Emit an exact copy of the lines running from the start of the records to the line containing "When we read", both included.

[Collected data entries]
________________
PR #833, opened 2025-06-10
Fix orientation due to fft used for recon by Siemens

### LINKED ISSUE #828: Wrong orientation for siemens data
At least siemens data seems to be orientated with all fourier dimensions flipped. maybe we need to conjugate the data.

ckolbPTB:
We believe that Siemens provides the  orientation for readout, phase encoding and slice encoding assuming a fft between k-space and image space. We use a ifft to go from k-space to image space in accordance with other image reconstruction packages. To ensure correct orientation we use the complex conjugate of the k-space for Siemens data. 

closes #828


fzimmermann89 (approved):

fzimmermann89:
@rkcatarina Can you take a look here?
The orientation fix changed the orientation of the image. thus, the positions of the tubes changed. can you fix the notebook accordingly?

ckolbPTB:
When we read in Siemens data, we are taking the complex conjugate of the data. 

For saving we could "undo" this and save it with vendor = Siemens or we could leave the data as is and use vendor = mrpro. The latter would also make it clearer that we are not replicating the original raw data (we do not add all the header information and there are also no inverted readouts anymore for a bipolar acquisition).

fzimmermann89:
I think I would keep the acquisition system vendor as Siemens...

rkcatarina:
I now changed the orientation of the reference and mask files on zenodo, adapted the DOI-zenodo-link and changed slightly the TE time.

fzimmermann89:
pytest failure is caused by https://github.com/flatironinstitute/finufft/issues/707

fzimmermann89:
Can i merge this? If I dont here a veto, I will merge it this weekend :)

ckolbPTB:
Can we please wait with this until the MRpro meeting on Wednesday? Once this is merged, the image orientation for every reconstruction will change, which might cause issues for some people.

PR #834, opened 2025-06-10
Patient table position is provided in micrometer

ckolbPTB:


fzimmermann89:
is it always in um? or, do we assume it is aways in um?
then we dont need to have to conversion function as a paramter, or?

ckolbPTB:
for Siemens it seems to be in mum. The documentation of ISMRMRD does not specify anything. Not sure what other vendors do. Also happy to hardcode it to `micrometer_to_m`.

fzimmermann89:
unless we find a different value somehere , i would hardcode it for now.

fzimmermann89 (approved):

PR #838, opened 2025-06-13
Fix #811

### LINKED ISSUE #811: Finite difference kernels might be swapped
We call this the forward differences: https://github.com/PTB-MR/mrpro/blob/ddf60d9c0e6294b8c200839206d2642a09003cc0/src/mrpro/operators/FiniteDifferenceOp.py#L36

We use Pytorch conv, which does a cross correlation, that is  a convolution with a FLIPPED kernel.

Our definition assumes a convolution instead. We should verify this and fix.

fzimmermann89:
Needs update of tests.


fzimmermann89:
ignore this. i think it was correct before.
@koflera why did you say it was mixed up? the test results match the expectred behavour.

koflera:
> ignore this. i think it was correct before. @koflera why did you say it was mixed up? the test results match the expectred behavour.

cause I mixed up forward and backward finite differences. it was, as you say, correct before. Sorry for the chaos.

PR #841, opened 2025-06-16
Add PEX signal model

fzimmermann89:


fzimmermann89:
i removred the example script for now and only keep the pex signal model. i moved t1 to the forward. this allows it tbe be inuded in a dictionary for dcitionary matching.

src/mrpro/operators/models/PEX.py
```diff
@@ -0,0 +1,79 @@
...
+    def forward(self, b1: torch.Tensor, t1: torch.Tensor) -> tuple[torch.Tensor,]:
+        """Apply PEX signal model.
+
+        .. note::
+            Prefer calling the instance of the PEX operator as ``operator(b1, t1)`` over
+            directly calling this method.
+        """
+        ndim = b1.ndim
+        voltages = unsqueeze_right(self.voltages, ndim - self.voltages.ndim + 1)  # +1 are voltages
+        prep_delay = unsqueeze_right(self.prep_delay, ndim - self.prep_delay.ndim + 1)
```
mxlutz, line 69: For me the test_pex_t1_recovery Test was failing due to dimension issues in the signal function (prep_delay and t1 are arrays). This is fixed with moving this to the same dimension as voltages, however I am not sure whether this is a good idea? Usually one of them should only be scalar, could add some assert statement.

mxlutz (commented):
Looks good, I renamed a to b1 (as it basically is b1...) and changed the dimension of prep_delay, about this I am not sure whether it is a good idea

PR #846, opened 2025-06-24
Fix python3.13 dependecies group typo

lrlunin:


fzimmermann89:
was this a bug, is this a bug?  should i ignore it?

lrlunin:
> was this a bug, is this a bug? should i ignore it?

Fixed this in #850 instead

PR #850, opened 2025-06-26
Include minimal version testing in the pytest workflow

lrlunin:
Fixing bugs related to the pytest minimal


.github/workflows/pytest.yml
```diff
@@ -86,6 +97,8 @@ jobs:
           path: |
             pytest-coverage.txt
             pytest.xml
+            # only present for "mrpro_py310_minimal", would only warn if not present
+            pytest.log
```
fzimmermann89: why do we upload pytest.log?

fzimmermann89 (approved):
why the pytest.log upload for minimal?

lrlunin:
> why the pytest.log upload for minimal?

Actually, there is no need to do so. I can simply remove this if there is no objections.

PR #2104, opened 2022-12-05
Use strtoull instead of atoll

AtariDreams:
This means we don't need to worry about conversion issues regarding signedess. In addition, the behavior will no longer be undefined if for some reason the conversion cannot happen.


pbatard:
Applied. Thanks!

PR #2165, opened 2023-02-13
Update rufus.loc

VenusGirl:
Korean Update


pbatard:
I don't accept Pull Request with `rufus.loc` updates. And as mentioned when opening a Pull Request, I don't accept unsolicited translation updates because it creates a massive headaches. For instance, what if someone happened to submit an update for Korean before you do. Should I just tell you you did a lot of work for nothing because whoever comes first "wins"?

I will deal with translation updates when I do start a translation round, and a translation round starts with me first notifying the existing translators by e-mail, and then, if the translators do not provide their translation in a timely manner, looking beyond the scope of the existing translators. And whereas I do appreciate the desire to help, I have to point out that it's just too much of a hassle as well as way too time consuming to have to deal with unsolicited requests, especially as my understanding is that [there are some Korean translators out there that are motivated with trying to push a political agenda](https://github.com/pbatard/rufus-web/issues/8) and therefore, as I am not a Korean speaker, I will favour Korean translators I have already worked with over ones that seem a bit too eager to see their translation changes integrated...

PR #2186, opened 2023-02-24
Update rufus.loc

VenusGirl:
Add ko-kr 321 - 336
Add ko-kr 901 - 922


pbatard:
Since the existing Korean translator have not manifested themselves, I have now applied your translation update (from the e-mail you sent on 2023.02.12, and not from this `.loc` update since I can only work with a `.po` file and your `.loc` changes).

Thanks for working on this!

PR #2289, opened 2023-07-24
Volume label does not a directory anymore

AJIOB:
Fix issue #2288 

As [wikipedia](https://en.wikipedia.org/wiki/Design_of_the_FAT_file_system#Directory_entry) is written for directory entries, file attribute with value `0x08` is a volume label.

# Rufus log after patch with problematic ISO

```
Rufus x64 v4.2.2072
Windows version: Windows 10 Pro x64 (Build 19045.3208)
Grub versions: 0.4.6a, 2.06
Localization set to 'en-US'
Notice: The ISO download feature has been deactivated because 'Check for updates' is disabled in your settings.
Found 517 officially revoked UEFI bootloaders from embedded list
Found 2351 additional revoked UEFI bootloaders from this system's SKUSiPolicy.p7b
Found USB 2.0 device 'JetFlash Transcend 8GB USB Device' (8564:1000)
NOTE: This device is a USB 3.0 device operating at lower speed...
1 device found
Disk type: Removable, Disk size: 7.9GB, Sector size: 512 bytes
Cylinders: 960, Tracks per cylinder: 255, Sectors per track: 63
Partition type: SFD (Super Floppy Disk) or unpartitioned

Image provided: 'D:\Projects\my-iso.iso'
Scanning image...
ISO analysis:
  Image is an ISO9660 image
  Detected EFI bootloader(s) (from '/boot/grub/efiboot.img'):
  ● 'bootx64.efi'
Disk image analysis:
  Image does not have a Boot Marker
ISO label: 'MyIsoImage'
  Size: 497 MB (Projected)
  Uses: EFI
Using image: my-iso.iso (497.4 MB)
```

### DIFF
--- a/src/syslinux/libfat/searchdir.c
+++ b/src/syslinux/libfat/searchdir.c
@@ -40,7 +40,8 @@ int32_t libfat_searchdir(struct libfat_filesystem *fs, int32_t dirclust,
 
 	for (nent = 0; nent < LIBFAT_SECTOR_SIZE;
 	     nent += sizeof(struct fat_dirent)) {
-	    if (!memcmp(dep->name, name, 11)) {
+	    // Volume label entry must be ignored: it is not a real directory
+	    if ((dep->attribute & 0x08) == 0 && !memcmp(dep->name, name, 11)) {
 		if (direntry) {
 		    memcpy(direntry->entry, dep, sizeof(*dep));
 		    direntry->sector = s;


pbatard:
Thanks for the patch.

If I understand correctly, you created a `efiboot.img` with volume label `EFI`, which got translated to a FAT directory entry for a volume label (File Attribute `0x08`). Therefore, since there were 2 file directory entries for `EFI` (1 for the volume label, with attribute `0x08` and one for the subdirectory, probably with attribute `0x10`), the SysLinux FAT `searchdir()` code interpreted the first one as the directory it was looking for, and obviously could therefore not locate the UEFI bootloaders.

It does indeed make sense to want to to filter out volume labels, so I will apply your patch when I get a chance. I also think that, to be consistent, we want to filter out entries with the `Device` attribute (`0x40`) as well, as I could technically see someone creating a `EFI` device entry just for the heck of it, which would also collide with the search for the `EFI` directory.

pbatard:
This should be fixed now, so thanks again for the patch.

Feel free to test with the artifacts from https://github.com/pbatard/rufus/actions/runs/5650627386 (the latest build that includes the patch) and don't hesitate to let me know if you still see the problem.

AJIOB:
Thanks, @pbatard.

Your patch works!

PR #2414, opened 2024-01-28
add circle linux as derivatives rhel

bella485:
Circle Linux published 8.x and 9.x ,  some user and developer feed back problems used rufus make USB Bootable.


pbatard:
Applied - thanks!

Issue #2451, opened 2024-03-26
Add detection for unattend.xml file


daboynb:
﻿Checklist
---------
- [x] I looked at https://github.com/pbatard/rufus/wiki/FAQ to see if my question has already been answered.
- [x] I performed a search in the issue tracker for similar issues using keywords relevant to my problem, such as the error message I got from the log.

Issue description
-----------------
When a user provides an ISO file containing an unattend.xml file and uses Rufus, the software still prompts for unattended options. 

This behavior will lead to this error 
![Capture](https://github.com/pbatard/rufus/assets/106079917/76982e71-a450-4670-a874-441262011a6f)

To address this issue, Rufus should include a check to determine if the unattend.xml file is already present. 

If the file is found, Rufus should skip prompting for unattended options.

daboynb:
Here the log, sorry.
[rufus.log](https://github.com/pbatard/rufus/files/14764262/rufus.log)

PR #2458, opened 2024-04-09
Fix for https://github.com/pbatard/rufus/issues/2451

daboynb:
Check if unattend.xml exist, if yes, exit. Do not apply any windows customization.


pbatard:
Thanks but I think I'd rather have the check earlier during ISO scan so that Windows customisation is not being proposed at all, which will provide a better hint to the user that there is an `unattend.xml` on the source image than an easy to miss message in the log.

daboynb:
Okay, thank you.

Issue #2500, opened 2024-06-12
missing: line 81: aclocal-1.14: command not found


Marietto2008:
Hello.

In relation to this fork :

https://github.com/markpeek/rufus/tree/markpeek-bhyve

that wants that Rufus detects an USB stick when it is passed as a bhyve virtual disk, I tried to compile that code,but I'm having a problem to compile it in my Ubuntu (23.10) installation :

```
root@Z390-AORUS-PRO-DEST:/home/ziomario/Scaricati/rufus# make

CDPATH="${ZSH_VERSION+.}:" && cd . && /bin/bash /home/ziomario/Scaricati/rufus/missing aclocal-1.14 
/home/ziomario/Scaricati/rufus/missing: line 81: aclocal-1.14: command not found
WARNING: 'aclocal-1.14' is missing on your system.
         You should only need it if you modified 'acinclude.m4' or
         'configure.ac' or m4 files included by 'configure.ac'.
         The 'aclocal' program is part of the GNU Automake package:
         <http://www.gnu.org/software/automake>
         It also requires GNU Autoconf, GNU m4 and Perl in order to run:
         <http://www.gnu.org/software/autoconf>
         <http://www.gnu.org/software/m4/>
         <http://www.perl.org/>
make: *** [Makefile:277: aclocal.m4] Error 127

root@Z390-AORUS-PRO-DEST:/home/ziomario/Scaricati/rufus# apt reinstall aclocal-1.14
Reading package lists... Done
Building dependency tree... Done
Reading state information... Done
E: Unable to locate package aclocal-1.14
E: Couldn't find any package by glob 'aclocal-1.14'

root@Z390-AORUS-PRO-DEST:/home/ziomario/Scaricati/rufus# apt search aclocal
Sorting... Done
Full Text Search... Done

root@Z390-AORUS-PRO-DEST:/home/ziomario/Scaricati/rufus# automake --version
automake (GNU automake) 1.16.5
Copyright (C) 2021 Free Software Foundation, Inc.
License GPLv2+: GNU GPL version 2 or later <https://gnu.org/licenses/gpl-2.0.html>
This is free software: you are free to change and redistribute it.
There is NO WARRANTY, to the extent permitted by law.

Written by Tom Tromey <tromey@redhat.com>
       and Alexandre Duret-Lutz <adl@gnu.org>.
```

I prefer to compile it under Linux than under Windows,where I have 0 experience.

thecatontheceiling:
[...]

PR #2504, opened 2024-06-14
[vhd] allow the use of FreeBSD bhyve virtual disks

markpeek:
FreeBSD bhyve virtualization does not allow passthrough of individual USB devices. This change allows the detection of the bhyve virtual device volume similar to how VMware and HyperV is handled.

Verified by @marietto2008 via https://github.com/pbatard/rufus/issues/2500#issuecomment-2166982401 and https://bugs.freebsd.org/bugzilla/show_bug.cgi?id=279659#c11

### DIFF
--- a/src/dev.c
+++ b/src/dev.c
@@ -287,6 +287,7 @@ static __inline BOOL IsVHD(const char* buffer)
 		"Arsenal_________Virtual_",
 		"KernSafeVirtual_________",
 		"Msft____Virtual_Disk____",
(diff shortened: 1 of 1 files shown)


pbatard:
Thanks. This looks straightforward and low-impact enough, so it will be added to the next version of Rufus.

markpeek:
Thank you.

pbatard:
Applied. Thanks again!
________________
EXPECTED ANSWER
PR #833, opened 2025-06-10
Fix orientation due to fft used for recon by Siemens

### LINKED ISSUE #828: Wrong orientation for siemens data
At least siemens data seems to be orientated with all fourier dimensions flipped. maybe we need to conjugate the data.

ckolbPTB:
We believe that Siemens provides the  orientation for readout, phase encoding and slice encoding assuming a fft between k-space and image space. We use a ifft to go from k-space to image space in accordance with other image reconstruction packages. To ensure correct orientation we use the complex conjugate of the k-space for Siemens data. 

closes #828


fzimmermann89 (approved):

fzimmermann89:
@rkcatarina Can you take a look here?
The orientation fix changed the orientation of the image. thus, the positions of the tubes changed. can you fix the notebook accordingly?

ckolbPTB:
When we read in Siemens data, we are taking the complex conjugate of the data. 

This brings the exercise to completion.